I tune it out, focusing on putting one skate in front of the other. The suppressants are wearing thin, fatigue creeping in at the edges of my awareness. I need another dose soon, before the woodsmoke scent returns and confirms everyone's suspicions.

In the locker room, I keep to myself, avoiding eye contact as I strip off my gear. The practice went well. Better than I could have hoped, really. I proved I can still play. Still contribute. Nothing has fundamentally changed about my ability to do my job.

So why does it feel like everything has changed anyway?

Zayn walks past my stall, pausing just long enough for me to notice. "Guess I was wrong," he says, voice pitched for my ears only. "You did great out there."

I look up, suspicious of the sudden praise. "Thanks," I say cautiously.

His smile doesn't reach his eyes. "Though I did notice Jax shadowing you on that forecheck in the third shift. And Dmitri pulling up on the boards. Subtle, but sweet, right? The way they're looking out for you?"

My jaw clenches so hard I'm surprised my teeth don't crack. "Fuck off, Copeland."

"Just calling it like I see it." He shrugs, moving away. "Welcome to the omega experience, Brick. Hope you enjoy being the team's newest handicap."

I want to go after him, to grab him by his perfect hair and slam that smug face into the nearest wall. But the rational part of my brain, the part not overwhelmed by new, volatile emotions, knows he's baiting me. Trying to prove his point about omega instability.

I turn back to my gear, focusing on the routine of packing up. Across the room, Aidan is watching me, concern written across his features. When our eyes meet, he gives me a tentative smile that's clearly meant to be reassuring.

"Good first day back," Jax says, appearing beside my stall.
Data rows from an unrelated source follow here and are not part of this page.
PR #440, opened 2024-03-27
Fix bug when partial embeddings by type requested

billytrend-cohere:
Previously threw exception when not all embeddings type were requested

### DIFF
--- a/src/cohere/utils.py
+++ b/src/cohere/utils.py
@@ -211,13 +211,16 @@ def merge_embed_responses(responses: typing.List[EmbedResponse]) -> EmbedRespons
             for response in embeddings_type
         ]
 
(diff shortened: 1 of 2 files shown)


src/cohere/utils.py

His voice is casual, but his eyes are assessing. Checking in on me without making it obvious. "How are you feeling?"

"Fine." I stuff my skates into my bag with more force than necessary. "Why wouldn't I be?"

He doesn't rise to the bait. "Just asking. We've got a team meeting tomorrow morning before practice. Eight AM."

"I'll be there."

He nods, clapping me on the shoulder before moving away. It's a normal gesture, the kind of casual contact teammates share all the time. So why does it suddenly feel like he's handling me with kid gloves?
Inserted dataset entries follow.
PR #452, opened 2024-04-03
Patch for pydantic 1.10.15

harry-cohere:


billytrend-cohere:
Fixes break caused by https://github.com/pydantic/pydantic/pull/9042

PR #482, opened 2024-04-19
Handle using the sync client in an async context for local tokenizers

abdullahkady:
Addressing this: https://github.com/langchain-ai/langchain-cohere/issues/19


harry-cohere:
We discussed and you'd like to try an alternative approach. Let me know when you'd like a review!

src/cohere/manually_maintained/tokenizers.py
```diff
@@ -12,39 +13,64 @@ def tokenizer_cache_key(model: str) -> str:
...
+    tokenizer = co._cache_get(tokenizer_cache_key(model))
+    if tokenizer is not None:
+        return tokenizer
+    tokenizer_url = co.models.get(model).tokenizer_url
+    if not tokenizer_url:
+        raise ValueError(f"No tokenizer URL found for model {model}")
+
+    size = int(typing.cast(int, requests.head(tokenizer_url).headers.get("Content-Length")))
+    size_mb = round(size / 1024 / 1024, 2)
+    print(f"Downloading tokenizer for model {model}. Size is {size_mb} MBs.")
```
harry-cohere, line 27: Did we decide on print versus logging? Logging is a better approach, but I can see that we don't do much of it within this SDK

harry-cohere (approved):
Looking good, thanks!

Would you be able to add integration tests?

src/cohere/manually_maintained/tokenizers.py
abdullahkady: I don't think we decided on anything. I saw that the SDK didn't have any logging setup, so I just went with print statements (since it's just progress indication for the user, not error/structured logs)

@billytrend-cohere do you have opinions on logging?

abdullahkady:
> Looking good, thanks!
> 
> Would you be able to add integration tests?

@harry-cohere I added a test but it doesn't make a lot of sense, now that we have split the functions (just like the rest of the SDK). 
The test would need to be something like:
- **async** test (in terms of the test context itself)
- initialize **sync** client
- run all the sync client calls (defined in the `test_client.py` in the test's async context)

src/cohere/manually_maintained/tokenizers.py
harry-cohere: I would recommend choosing logging over print, as people who use this library will likely want some level of control over how and when log lines are printed.

harry-cohere:
> > Looking good, thanks!
> > Would you be able to add integration tests?
> 
> @harry-cohere I added a test but it doesn't make a lot of sense, now that we have split the functions (just like the rest of the SDK). The test would need to be something like:
> 
> * **async** test (in terms of the test context itself)
> * initialize **sync** client
> * run all the sync client calls (defined in the `test_client.py` in the test's async context)

Perhaps just integration tests around the functionality, as it's intended to be used? Up to you though.

harry-cohere (approved):

PR #494, opened 2024-05-07
Return token_strings in Client.tokenize() when offline=True

### LINKED ISSUE #493: Offline tokenization produces empty token_strings
When I run the script on this doc: https://docs.cohere.com/reference/tokenize

```
response = co.tokenize(text="tokenize me! :D", model="command")
```

I get:

```
tokens=[10002, 2261, 2012, 8, 2792, 43] token_strings=[] meta=None
```

where `token_strings` is an empty array, even thought the docs suggests that it should be non-empty. However, if I run:

```
response = co.tokenize(text="tokenize me! :D", model="command", offline=False)
```

I get the `token_strings` as expected:

```
tokens=[10002, 2261, 2012, 8, 2792, 43] token_strings=['token', 'ize', ' me', '!', ' :', 'D'] meta=ApiMeta(api_version=ApiMetaApiVersion(version='1', is_deprecated=None, is_experimental=None), billed_units=None, tokens=None, warnings=None)
```

It would be nice if `token_strings` could be supported for offline tokenization, so that the online and offline behavior is identical. I'll attach a pull request for how this could be done.

yifanmai:
Fixes #493

### DIFF
--- a/src/cohere/client.py
+++ b/src/cohere/client.py
@@ -212,7 +212,8 @@ class Client(BaseCohere, CacheMixin):
         if offline:
             try:
                 tokens = local_tokenizers.local_tokenize(self, text=text, model=model)
-                return TokenizeResponse(tokens=tokens, token_strings=[])
+                token_strings = local_tokenizers.local_tokens_to_token_strings(self, tokens=tokens, model=model)
+                return TokenizeResponse(tokens=tokens, token_strings=token_strings)
             except Exception:
                 # Fallback to calling the API.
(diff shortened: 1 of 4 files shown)


abdullahkady:
Thanks @yifanmai for the contribution!

We intentionally skipped this when we introduced offline local tokenization; since we were optimizing for time. However, let me check how much overhead this adds (for bigger inputs) and if it's negligible we can add it.

yifanmai:
Noted, thanks!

The answer is obvious enough.

Because he is. Because they all are.

I finish changing quickly, eager to escape the subtle wrongness that's descended over a space that used to feel like home. As I sling my bag over my shoulder, I catch Dmitri watching me from across the room. The big guy holds my gaze for a long moment, then gives me a single, solemn nod.

I don't like the way he's looking at me. The way they're all looking at me.

The way they look at an omega.

Yeah, I gotta do something about that.